- Lexus Link media system tested
- It junks the old trackpad…
- …but is it actually better?
It felt like a very welcome revolution was coming when Lexus announced a new infotainment system. The old one was incredibly fiddly and confusingly laid out, and made you use a square trackpad or something resembling a mouse from an old PC to direct a cursor around.
Now, debuting with the latest NX, here is Lexus Link, available in two sizes: the 9.8-inch Connect and the 14-inch Pro. We’ve tested the Pro version.
Lexus Link introduces very 21st century features including over-the-air software updates, a natural-speaking voice assistant and live traffic updates. Wireless Apple CarPlay and wired Android Auto are options. We had some connectivity issues with two Android phones that needed pairing from scratch every time via Bluetooth – but that could be our phones’ bad communication just as much as any oddity with the car.

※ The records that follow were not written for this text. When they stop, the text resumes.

PR #456, opened 2021-09-10
coap-gateway: load deviceID from cert for mtls

### LINKED ISSUE #380: Support JWT tokens on devices

jkralik:


coap-gateway/service/signOff.go
```diff
@@ -109,26 +109,34 @@ func signOffHandler(req *mux.Message, client *Client) {
...
+
 	ctx = kitNetGrpc.CtxWithToken(ctx, signOffData.accessToken)
-	deviceIds := []string{signOffData.deviceID}
+	deviceIds := []string{deviceID}
 	respRA, err := client.server.raClient.DeleteDevices(ctx, &commands.DeleteDevicesRequest{
 		DeviceIds: deviceIds,
 	})
 	if err != nil {
-		logErrorAndCloseClient(fmt.Errorf("cannot handle sign off: %w", err), coapCodes.InternalServerError)
+		logErrorAndCloseClient(fmt.Errorf("cannot handle sign off: %w", err), coapCodes.Unauthorized)
```
Danielius1922: I think `DeleteDevices` can also fail because of some mongodb error, returning Unathorized doesn't seem correct in that case. Though `raClient.DeleteDevices` always returns `codes.Internal`, we should updated to `Unauthenticated` when user doesn't have access and then translate the code here to correct coap code.

Same with `AddDevice` call in signUp.

jkralik: Fixed

coap-gateway/coapconv/grpcErr2CoapCode.go
```diff
@@ -60,3 +61,11 @@ func GrpcCode2CoapCode(statusCode codes.Code, operation Operation) coapCodes.Cod
 	}
 	return coapCodes.InternalServerError
 }
+
+func GrpcErr2CoapCode(err error, operation Operation) coapCodes.Code {
```
Danielius1922, line 65: the `operation` parameter is never used in the body of the function

coap-gateway/service/resourceDiscovery.go
```diff
@@ -62,7 +60,7 @@ func makeDiscoveryResp(isTLSListener bool, serverAddr string, getResourceLinksCl
 			break
 		}
 		if err != nil {
-			return nil, status.Convert(err).Code(), fmt.Errorf("cannot create discovery response: %w", err)
+			return nil, fmt.Errorf("cannot create discovery response: %w", err)
```
Danielius1922, line 63: Does `GrpcErr2CoapCode` still work correctly when you wrap the original `err` with `fmt.Errorf`?

http-gateway/swagger.yaml
```diff
@@ -751,6 +751,9 @@ components:
           description: JWT claim identifying device owner.
           type: string
           default: 'sub'
+        jwtDeviceIdClaim:
+          description: JWT claim identifying device id. Empty means that JWT doesn't contains it.
```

Lexus says the Pro system has one of the biggest touchscreens in the NX’s mid-size SUV segment, and it certainly looks massive. There’s a small sidebar on the driver’s side for quick access to the most crucial services (media, nav and so on) but, interestingly, there’s no conventional home screen. That’s a disadvantage when you want to change some settings, requiring more screen tapping than would be necessary with a home screen. There is a quick-access menu, but it’s mainly for safety tech that doesn’t have a physical switch elsewhere in the car. The climate controls, too, are hidden away, with very few physical switches and buttons remaining – the temperature dials and the volume control, for instance.
That’s where the new touch-sensitive buttons on the steering wheel come in. They’re unmarked and configurable. You rest your finger on them and a graphic appears on the head-up display to show you what function each one performs.
Lexus also seems to have unnecessarily reinvented the door handle with ‘e-latch’; the idea being that you press the door latch inwards and the car checks the blind-spot monitoring to make sure you’re clear of any hazards before allowing you out. You can over-ride it, of course. But both just seem unnecessary – what’s wrong with physical steering wheel buttons and a normal door handle? It’s as if the Lexus team needed to find an outlet for their zanier side, having been told to bin the trackpad.
Lexus Link: how it works
Poke ’n’ prod
Hurrah! No rubbish trackpad! The touchscreen is bright and crystal clear, even if it can look rather sparsely populated in terms of actual content
Wheely daft
Unmarked, configurable steering wheel buttons take ages to get used to. Like Tesla’s unmarked scroll buttons, these seem to be different for the sake of it
Thumb it in
New NX cabin also features ‘e-latch’ – door handles linked to blind-spot monitoring to make sure you’re not going to open the door into something
Lexus Link: does it work?
Kind of. It’s a massive improvement on the older, clunky systems used by Lexus but it feels like it’s still a few software updates short of greatness. And Lexus has still managed to include some unnecessary complications.